DB2 Application With “Hooks” to Legacy
In a second customer situation, there were four large BDAM (Basic Direct Access Method) systems. The records were stored in a highly compressed proprietary format. Based on the size and complexity of each source system, and subsequent DB2 database complexities, two conversion strategies were created. The first used the efficient legacy API to extract data into a display format, and then convert that data in a single pass into a set of DB2 load files. The second employed a hand-coded set of metafiles as input to a REXX and COBOL custom process that generated conversion programs. The REXX code generation process used artifacts created during the modeling process as input, as well as the DB2 catalog and legacy copy books. This allowed the generation process to adapt to any changes. This automated process handled most of the simple conversion business rules. For more complex rules, custom COBOL libraries were created, and source code was merged with the generated code. This automated process enabled flexibility of the database design during development, and a reusable process for the most complicated files.
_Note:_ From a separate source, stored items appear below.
PR #13138, opened 2021-04-14
DefinePlugin cross-compatibility

jsg2021:
Just updated node modules today, and Storybook started crashing.. the newer webpack exposed where my webpack config used builtin plugins shared to the webpack config of their builder (and presumably their core). My config's plugin instances come from webpack5... However, storybook-core still builds on webpack 4... (its nested under storybook's node_modules) 

This change allows the plugin to continue functioning in webpack 4.

### DIFF
--- a/lib/util/MapHelpers.js
+++ b/lib/util/MapHelpers.js
@@ -17,6 +17,6 @@ exports.provide = (map, key, computer) => {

Having the development of the conversion in-house gave the programmers intimate knowledge of the conversion programs. Once the database tables reached a point of stability, the conversion generation process was abandoned and the generated programs maintained by hand.
The databases contained sensitive, strategic data. We began the process with a two-year POC that was performed in two phases. Because the legacy data was in a proprietary compressed format, it was difficult to evaluate the data. A sample of each file was converted into a simple DB2 database that matched the legacy data format. All data was stored as character display, and an extensive series of queries were executed to analyze the condition of the data. This information helped reveal undocumented codes, invalid data, and the frequency of relationships in the data. This data evaluation phase was then followed by a POC to identify and simulate application functionality. This included process simulations using both SQL scripts and COBOL programs. Various tests were conducted to measure performance, application compatibility, and data integrity. Although much of this code was thrown away after the POC was completed, the information gathered was used to set physical database design and application API program logic. Measurements taken from SQL scripts and POC program execution were used to obtain initial CPU capacity estimates and application elapsed time estimates. All these measurements were presented to management so they were well aware of the performance impact of moving to DB2 and could plan accordingly and set realistic expectations. A list of issues was developed from the POC as input to the physical database model and application API development.
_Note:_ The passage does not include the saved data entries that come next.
PR #13184, opened 2021-04-20
reduce memory usage when using the filesystem cache

sokra:
memory usage improvements

no

no

nothing


lib/cache/PackFileCacheStrategy.js
```diff
@@ -768,6 +768,14 @@ class PackContent {
 	}
 }
 
+const allowCollectingMemory = buf => {
+	const wasted = buf.buffer.byteLength - buf.byteLength;
+	if ((wasted > 8192 && wasted > 1048576) || wasted > buf.byteLength) {
```
markjm, line 773: hi @sokra - are these intended to both be greater than checks?

sokra: Yeah good find. The brackets should be around the ||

We weren’t allowed to change any application programs. A data access API already existed, and we were to re-write that API. This impacted DB2 physical database design decisions. Although it was desirable to create a normalized database design for the future, we had to accommodate a “read everything” legacy approach. Through modest de-normalization, indicator columns, and by taking the time to study the legacy API, we were able to meet the future design direction and performance objectives. We carefully studied the behavior of the legacy API. By understanding how it worked, we minimized DB2 access in some situations and dramatically improved performance (four times performance improvement). This was all verified in the POC so there were no implementation surprises.
We’ve seen a similar kind of problem in cases where IMS conversions are done one segment to one table. This creates poor-performing SQL that’s trying to pass the data back the way the application expects it, but since the data isn’t in any sort of normalized format, the SQL gets overly complicated.
During migrations where legacy applications won’t be changing, it’s sometimes beneficial to affirm the migration will occur in phases. The first phase will accommodate the past and prepare for the future. However, a later phase may involve another conversion to a more normalized design when legacy access is abandoned. Planning for this and expecting less than desirable performance initially will set reasonable expectations!
DB2 Application I/O Layer Access to Legacy
There are many conversion efforts under way to convert to DB2 from VSAM, but without any changes to the application. While it’s always preferred to not upset the user community with new application code, we also must set expectations accordingly and be prepared for less than optimal performance. Fortunately, there are options to help achieve decent performance, but we must evaluate all options to ensure we don’t compromise integrity of the new DB2 relational database.
If you’re moving from VSAM to DB2 with no application changes, you must be willing to take a performance hit. Going to DB2 provides a higher level of availability, enhanced backup and recovery, and options for built-in data integrity. However, with these advantages comes a longer code path and reduced performance. In addition, if the move is from a highly denormalized recordbased system to a normalized DB2 database, there’ll be an I/O impact, too. Spending time on a significant amount of data analysis can benefit your database design and API decisions. Otherwise, be prepared to take a performance hit.
In one client situation, a database design based on a third normal form was developed. This database was deployed based on the model and required sophisticated logic to translate from the legacy record format to the DB2 database. This impacted both the conversion process and the API. The decision was made to use an Extract, Transform, and Load (ETL) tool to create the conversion programs. Although ETL tools are extremely useful for moving transaction data to warehouses and such, they’re not always the best choice for a one-time conversion process. The complex conversion rules and B-level conversion code generated by the tool resulted in an extremely poor-performing conversion process. In addition, this complexity made the conversion code so confusing that any database changes tend to code around the conversion programs rather than change them.